Bleeding
The story is by Pink News “gender and identity” reporter Vic Parsons, who is or pretends to be incredulous that any women or girls ever have issues to do with excess bleeding.
Conservative peer Lord Lucas has spoken out about gender-neutral toilets, which he bizarrely thinks should be scrapped because women don’t want to “wash their bloody underwear” in front of men.
Vic Parsons doesn’t explain what’s bizarre about that.
The reality is that women don’t want to wash bloody underpants in front of anyone except possibly immediate family. Certainly having to wash blood out of one’s underpants in any public restroom/toilet would be a depressing and embarrassing need, but it would for sure be much worse in a “gender neutral” restroom toilet. Personally I don’t think women do that much – I think it’s more usual to wrap everything in layers of paper towel and wait until you get home to do the washing part. But I think if they do need to they should have a man-free restroom/toilet to do it in. Vic Parsons however is full of disdain.
During a House of Lords debate on Monday, Lucas claimed that gender-neutral bathrooms should be scrapped because women are “unsafe and uncomfortable” sharing space with men when they’re on their period.
“I do not think that any woman really wants to wash her bloody underwear when she has flooded during a period in front of men,” said Lucas, who, despite what this statement would have you believe, has been married to three women and has two daughters.
Maybe one or more of them had or have exceptionally heavy periods. That can happen, you know.
Doesn’t happen to transwomen, so it doesn’t happen to ciswomen. Duh.
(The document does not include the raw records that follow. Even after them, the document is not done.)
Issue #6048, opened 2026-02-18
[BUG] fix docs to use whitelist instead of blacklist in datasets prefetching


bpinsard:
### Is there an existing issue for this?

- [x] I have searched the existing issues

### Operating system

- [x] Linux
- [ ] Mac
- [ ] Windows

### Operating system version

For example one of the following:
- Linux Ubuntu 22.04
- Mac OS Version 12 "monterey"
- Windows 11

### Python version

- [ ] 3.14
- [ ] 3.13
- [ ] 3.12
- [ ] 3.11
- [x] 3.10

### nilearn version

- dev

### Expected behavior

Should fetch less data, currently docs builds or rerunning examples at tutorials are slow due to large prefetching. 

### Current behavior & error messages

https://github.com/nilearn/nilearn/blob/b029fb89b8d17596263a2018c3d70ff60682b8b0/doc/get_data_examples.py#L25-L42 seems to maybe fetch more files than necessary, with unecessarily slow build/execution times and bloating of CI caches.

### Steps and code to reproduce bug

```python
# Paste your code here


```

Remi-Gau:
select_from_index actually has an inclusion_filters

will try to only select the stuff we need

PR #6425, opened 2026-07-13
[FIX] Only save the monthly doc-build dataset cache once per month

Remi-Gau:
Use of AI tools:

This pull request was generated with the help of an LLM (Claude Code): investigation, diagnosis, and the workflow fix itself were produced by the assistant and reviewed by me.

Relates to #6048

## Why

`test_html.yml` and `build-docs.yml` fail intermittently with 403/503 errors from OSF while fetching datasets such as `development_fmri` and `difumo_atlases`.

The monthly dataset cache (`data_cache-DocumentationBuilder_month-<hash>`) is meant to be shared by every workflow run in a given month. But every run of `build-docs.yml`'s `get_data` job was *also* saving its own ~4GB copy of `nilearn_data` under a unique per-run/per-attempt key, none of which are ever reused. Doing this on every run used to evict the shared monthly entry as soon as the repository-wide 10GB GitHub Actions cache quota was hit — well before its natural 7-day unused-cache TTL — which is why `development_fmri`/`difumo_atlases` would intermittently be missing and have to be re-downloaded live from OSF (the source of the flaky 403/503 errors).

I confirmed this via `gh cache list -R nilearn/nilearn`: only 2 of these ~4GB blobs already consumed ~8GB of the 10GB budget, and via workflow logs, where the exact same monthly cache key that was a hit on one day was a miss a few days later, despite no month rollover.

**Second issue found while fixing the first one**: `doc/get_data_examples.py` fetches a much larger dataset superset for full builds (`build_type in ["full", "html", "html-strict"]`) than for partial builds. `build_type.py` marks a build as full (`html-strict`) on every push to `main`, tags, and `[full doc]`, but PR runs (partial builds) vastly outnumber those. With a single cache saved by whichever run reaches it first each month, it would almost always end up being a partial build's run, freezing the shared cache with only the reports-only subset for the rest of the month — so every subsequent full build (e.g. every push to `main`) would have to live-fetch the full-only datasets (haxby, neurovault, msdl, spm_multimodal, etc.) from OSF on every run, reintroducing the same flakiness for full builds instead. The save step is now gated to only run for full builds, so the shared cache always holds the complete superset once it exists.

## Changes proposed in this pull request

- Collapse the three-tier restore/save logic in `get_data` down to a single monthly cache key that is only *saved* when it doesn't already exist for the month (`cache-hit != 'true'`), so PR/push runs never write a redundant copy.
- Only let a full build (`push` to `main`, tag, `[full doc]`, or scheduled run) perform that save, so the shared cache is always a superset of what partial builds need too.
- Replace the `get_data` -> `build_docs` hand-off within a single workflow run (previously a second, duplicate cache entry) with a short-lived (1 day) `upload-artifact`/`download-artifact` pair, so it no longer competes with the monthly cache for the shared quota.


Remi-Gau:
This should simplify our cache policy and avoid several workflows to fail because we are 'DDoSing' OSF or some other place where we get our data from.

Remi-Gau:
OK let's clear the github cache and merge this to trigger the creations of full doc build data cache

PR #6426, opened 2026-07-13
[MAINT] Fail CI when a benchmark reports as failed

Remi-Gau:
- Related to #5966

Use of AI tools:

This PR was produced with the help of an AI coding agent (Claude Code).

- Drop nilearn versions older than 0.11.0 from `asv_benchmarks/hashestobenchmark.txt` (they cannot currently be benchmarked, see `CONTRIBUTING.rst`).
- Minor wording tweaks to `CONTRIBUTING.rst`.
- **Fix**: the benchmark CI workflow never failed even when a benchmark reported `asv: benchmark failed` in the logs (visible in several past runs pushed to the `benchmarks` repo). Root cause: `asv run` itself exits 0 and keeps going when individual benchmarks fail, and piping its output through `tee` (needed to write the log file) already discards whatever exit code it did have, since a bash pipeline's exit status defaults to that of the last command. Added a step that greps the log for `asv: benchmark failed` after the run and fails the workflow if found.

## Test plan

- [x] Verified locally that `asv run` exits with a non-zero code when a benchmark fails, while the existing `asv run | tee log` pipeline in CI silently exits 0 (confirmed the root cause).
- [x] Verified locally that the new log-grep step correctly detects `asv: benchmark failed` and would exit 1.
- [x] Confirm this PR's own CI run for the benchmark workflow actually fails (due to `tmp_ci_failure_check.py`), then remove the temporary file and the `-b` debug filter in a follow-up commit.


Remi-Gau:
ok seems that we've had some benchmarks that always failed...

emdupre:
Do you think it makes sense to roll those back for now and get them passing in new, separate PRs ?

Remi-Gau:
> Do you think it makes sense to roll those back for now and get them passing in new, separate PRs ?

na: the repo where we store our benchmark is a bit of a mess because the "history" of the benchmarks was "lost" when benchmarks were renamed or moved to a new module.

so I don't think we are losing much at the moment

I will clean the benchmark repo and try to see how we can have some benchmarks across all the stable versions

asv_benchmarks/benchmarks/glm/first_level/first_level.py
Remi-Gau, line 1: move in a module to match the structure of nilearn

asv_benchmarks/benchmarks/glm/io.py
Remi-Gau, line 1: move in a module to match the structure of nilearn

asv_benchmarks/benchmarks/glm/io.py
```diff
@@ -0,0 +1,46 @@
...
+
+        # save_glm_to_bids is permanently moving to nilearn.glm.io in
+        # nilearn 0.15.0: nilearn.interfaces.bids.save_glm_to_bids (its
+        # current, deprecated, location) will be removed then. Import
+        # locally so that benchmarking versions on either side of that
+        # move only fails this benchmark instead of the whole module.
+        try:
+            from nilearn.interfaces.bids import save_glm_to_bids
+        except ImportError:
+            from nilearn.glm.io import save_glm_to_bids
```
Remi-Gau, line 29: added this because otherwise the benchmark will start failing in the next release

CONTRIBUTING.rst
```diff
@@ -1243,6 +1239,19 @@ Adding new benchmarks
...
+not private helpers (leading underscore) or implementation details.
+
+The structure of ``asv_benchmarks/benchmarks`` must mirror
+the structure of the ``nilearn`` package itself:
+a benchmark for a function or class living in ``nilearn/glm/first_level/first_level.py``
+belongs in ``asv_benchmarks/benchmarks/glm/first_level/first_level.py``,
+and a benchmark for ``nilearn/glm/io.py`` belongs in ``asv_benchmarks/benchmarks/glm/io.py``.
+This makes it easy to find the benchmark(s) for a given piece of the public API,
+and keeps benchmark files from growing unrelated content
+as nilearn's own modules get reorganized over time.
```
Remi-Gau, line 1253: given recent discussions I felt it was better to add those to the doc

PR #6430, opened 2026-07-14
[MAINT] Benchmark previous stable versions of Nilearn

Remi-Gau:
- Related to #5966

Use of AI tools:

This PR was produced with the help of an AI coding agent (Claude Code).

Running the full benchmark suite for several commits one after another in a single job is slow, and gets worse as more commits are added to `asv_benchmarks/hashestobenchmark.txt`.

- `list-history-commits`: reads `asv_benchmarks/hashestobenchmark.txt` into a JSON array for use as a matrix.
- `benchmark-history`: a matrix job that benchmarks each commit from that list in parallel, on its own runner (asv's own `--parallel` flag only parallelizes building environments, not running the timed benchmarks themselves, so real parallelism needs separate CI jobs — confirmed by checking `asv run --help`).
- `combine-history`: downloads every matrix entry's results, merges the per-commit/per-machine result files into a single `results` directory, and publishes one combined `asv publish` HTML view as a workflow artifact.

For now this only uploads the combined view as an artifact. The plan (see #5966) is to eventually have it overwrite a previous baseline on the `benchmarks` repo, similar to the existing push-based main-vs-latest-release comparison, so a PR or main HEAD can easily be compared against the last few stable releases.

## Test plan

- [x] Verified locally that the commit-listing script produces valid JSON from `hashestobenchmark.txt`.
- [x] Verified locally that the merge script correctly combines several fake per-commit artifact directories into one `results` directory.
- [x] Verified locally that `asv run "<commit>^!"` correctly benchmarks a single historical commit.
- [x] Verified locally that `asv publish` succeeds without a local `asv-machine.json` (only needed when running new benchmarks, not when publishing existing results).
- [x] Confirm this PR's own CI run actually exercises the matrix + merge mechanism end to end, then remove `pull_request` from the three jobs' triggers and drop the `-b` filter in a follow-up commit.

### DIFF
--- a/.github/workflows/benchmark.yml
+++ b/.github/workflows/benchmark.yml
@@ -53,8 +53,11 @@
 # - Then we push the new results back to the `benchmarks <https://github.com/nilearn/benchmarks>`_ repo.
 #   This will automatically deploy the new results to `nilearn.github.io/benchmarks <https://nilearn.github.io/benchmarks/>`_.
 #
-# A second, independent set of jobs benchmarks the fixed list of release
-# commits in ``asv_benchmarks/hashestobenchmark.txt`` (see ``CONTRIBUTING.rst``).
+# A second, independent set of jobs, run only on schedule or manual
+# trigger (running the full suite for several commits is too expensive
+# to also run on every pull request), benchmarks the fixed list of
+# release commits in ``asv_benchmarks/hashestobenchmark.txt`` (see
+# ``CONTRIBUTING.rst``).
 # Running the full suite for several commits one after another in a single
 # job is slow, so this is split into a matrix job (one commit per matrix
 # entry, run in parallel on separate runners) followed by a job that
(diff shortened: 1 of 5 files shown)


Remi-Gau:
just playing around to see if we can have a way to get an idea of how the performance evolved over the different stable versions

Remi-Gau:
ok increasing the number of repeats per benchmarks makes it hard to scale when we will have more benchmarks, so reverting the last commit

Remi-Gau:
For the record:

Running benchmarks on the last few stable 'major' releases shows improvements of some benchmarks with the last release 

image

Remi-Gau:
OK so this works but the only problem is that the run of benchmark may be run on slightly different architecture for every stable version of nilearn we test, so difference in performance caught here would have to be confirmed manually by running the problematic benchmark locally (on the same architecture for all versions).

Remi-Gau:
OK the benchmark workflow takes too long on PR: will apply the same 'only run the required ones' that we use to run the tests that relates to a certain part of the codebase.

emdupre:
LMK if this is ready for review

Remi-Gau:
> OK the benchmark workflow takes too long on PR: will apply the same 'only run the required ones' that we use to run the tests that relates to a certain part of the codebase.

will do that in a separate PR

bthirion (approved):
The proof is in the pudding...

Remi-Gau:
Ok let's eat pudding then

PR #6416, opened 2026-07-09
[MAINT] further annotate plotting functions

Remi-Gau:
- Closes #3568 

Use of AI tools:
- [ ] LLM tools were used to generate at least part of the content of this pull-request.
- [x] No LLM tools were used to generate any part of the content of this pull-request.

Changes proposed in this pull request:

- add more type annotations to nilearn.plotting functions

PR #6431, opened 2026-07-14
[FIX] find_parcellation_cut_coords fails on labels_img with a trailing singleton 4th dim

Remi-Gau:
- Relates to https://github.com/nilearn/nilearn/pull/6416#issuecomment-4968895530

Use of AI tools:

- PR #6416 renamed the local variable holding the reordered/checked `labels_img` (`loaded_labels_img`) but left `labels_data = get_data(labels_img)` using the original, unchecked image. `check_niimg_3d` squeezes a 4D image with a trailing singleton dimension down to 3D, so `labels_data` (still 4D) and `labels_affine`/hemisphere splits (3D, from the reordered image) became inconsistent, causing `center_of_mass` to raise `ValueError: too many values to unpack`.
- Fix `find_parcellation_cut_coords` in [nilearn/plotting/find_cuts.py](nilearn/plotting/find_cuts.py) to use `get_data(loaded_labels_img)` consistently.
- Add a regression test in [nilearn/plotting/tests/test_find_cuts.py](nilearn/plotting/tests/test_find_cuts.py) reproducing this with a synthetic `(10, 10, 10, 1)` labels image; confirmed it fails on the pre-fix code and passes after the fix.

### DIFF
--- a/nilearn/plotting/tests/test_find_cuts.py
+++ b/nilearn/plotting/tests/test_find_cuts.py
@@ -502,6 +502,29 @@ def test_find_parcellation_cut_coords_hemispheres(affine_mni):
     assert labels == [1]
 
 
+@pytest.mark.ai_generated
+def test_find_parcellation_cut_coords_4d_input_with_trailing_dim(
+    affine_eye,
+):
+    """Regression test for labels_img with a trailing singleton 4th dim.
+
+    ``check_niimg_3d`` (used to compute ``labels_affine``) squeezes such an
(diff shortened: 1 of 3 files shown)


nilearn/plotting/tests/test_find_cuts.py
```diff
@@ -502,6 +502,29 @@ def test_find_parcellation_cut_coords_hemispheres(affine_mni):
     assert labels == [1]
 
 
+@pytest.mark.ai_generated
```
Remi-Gau:
```suggestion
```

PR #6432, opened 2026-07-14
[FIX] Use inclusion_filters instead of exclusion_filters for ds000030 fetch

### LINKED ISSUE #6048: [BUG] fix docs to use whitelist instead of blacklist in datasets prefetching

Remi-Gau:
- Closes #6048

Use of AI tools:

- The `exclusion_filters` used in `examples/04_glm_first_level/plot_bids_features.py`, `doc/get_data_examples.py`, and `doc/visual_testing/reporter_visual_inspection_suite.py` to restrict the `ds000030` download to a single subject/task did not work as intended: `derivatives/task/sub-*/{bart,taskswitch}.feat` do not contain a `task-task` substring, so the `*task-task*` pattern never excluded them, and the full FSL derivatives for those two unrelated tasks were downloaded alongside the `stopsignal` ones.
- Switch all three scripts to `inclusion_filters=["*sub-*stopsignal*"]` (plus two small `exclusion_filters` to drop unused fMRIPrep output-space variants: `space-T1w` and `space-fsaverage`), which only pulls the files actually needed for the `stopsignal` analysis.

**Extra data being downloaded before this fix**, measured against the actual local cache produced by the old `exclusion_filters`:

| | files | size |
|---|---|---|
| Old (`exclusion_filters`) | 719 | 776.2 MB |
| New (`inclusion_filters`) | 168 | 253.1 MB |
| **Excess removed** | **553** | **523.1 MB (67% of the total)** |

Breakdown of the 553 excess files:
- `bart.feat` derivatives (wrong task): 204 files, 149.7 MB
- `taskswitch.feat` derivatives (wrong task): 321 files, 151.1 MB
- raw + fMRIPrep anat derivatives (never read by `first_level_from_bids`, which only globs `func/` derivatives): 19 files, 207.2 MB
- misc top-level metadata not required by `first_level_from_bids` (`README`, `dataset_description.json`, `participants.tsv`, other tasks' sidecar jsons, fMRIPrep HTML reports): 9 files, 15.1 MB

Verified end-to-end against a clean cache directory: `first_level_from_bids` + contrast computation + FSL comparison still run successfully with the reduced file set.

🤖 Generated with [Claude Code](https://claude.com/claude-code)

### DIFF
--- a/doc/changes/latest.rst
+++ b/doc/changes/latest.rst
@@ -22,6 +22,8 @@ NEW
 Fixes
 -----
 
+- :bdg-dark:`Code` Fix ``examples/04_glm_first_level/plot_bids_features.py``, ``doc/get_data_examples.py``, and ``doc/visual_testing/reporter_visual_inspection_suite.py`` downloading the full FSL derivatives for the ``bart`` and ``taskswitch`` tasks of the ``ds000030`` dataset in addition to ``stopsignal``, because the ``*task-task*`` exclusion filter did not match the ``derivatives/task/sub-*/taskswitch.feat`` folder name; switch to ``inclusion_filters`` to only fetch the files needed for the ``stopsignal`` analysis (:gh:`6432` by `Rémi Gau`_).
+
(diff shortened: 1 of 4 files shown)


Remi-Gau:
Checked manually and some more files could be excluded compared to what is described in the top message.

Obviously.
In accordance with that, can I take this opportunity to urge all the male visitors to this site, and particularly those inclined to comment here on the stuff OB publishes, to be cleaner, stop raping, stop flashing, and stop all other forms of indecent abuse; particularly those of you with an inclination to use womens’ toilets, change-rooms and such. Yes, I’m talking to you. YOU KNOW WHO YOU ARE!!!! (Even if I don’t.)
There. That’s my good deed done for the day. Feel better for it, too. Hope Shithead – I mean Vic Parsons – gets to read it and congratulate me.
Now where was I?
I used to have heavy period days that also came with a bonus of diarrhea. So, yes, Penis News Moron, I have had to wash out underwear in public restroom sinks and then try to make it through the rest of long working days. I cannot imagine what it would have been like to deal with some of my more odious male coworkers if I had to do that in front of them. Hope the younger women will stand up for themselves or their lives are going to be worse than the lives of one or two generations of women before them.
Well, sure. Now that we “know” that woman doesn’t name a particular kind of person, nothing is true of women as a group. What do woman want or need? Nothing! Who cares!
So, after all this time, Alice Cooper was wrong.
“It apparently did not occur to Lord Lucas that the better solution, rather than maintaining the status quo of women having a “space where they can be free of… overt male sexual behaviours” could be to work harder to address sexual harassment and male violence against women.
And also for men to be cleaner.”
Why does it have to be either/or? People can do both!
Heck yes I’ve washed undies in a restroom sink. Do men never contact blood in their lives at all? You can’t swaddle everything in paper towels and leave it for later (ew, NO) unless you have an unlimited underwear budget and enjoy underwear shopping. The way you get blood out is A) with cold water and B) immediately.
Incident like this are the only good reason hand dryers exist.
Well, I wish I had posted that after rereading the article and not before. I’m sorry.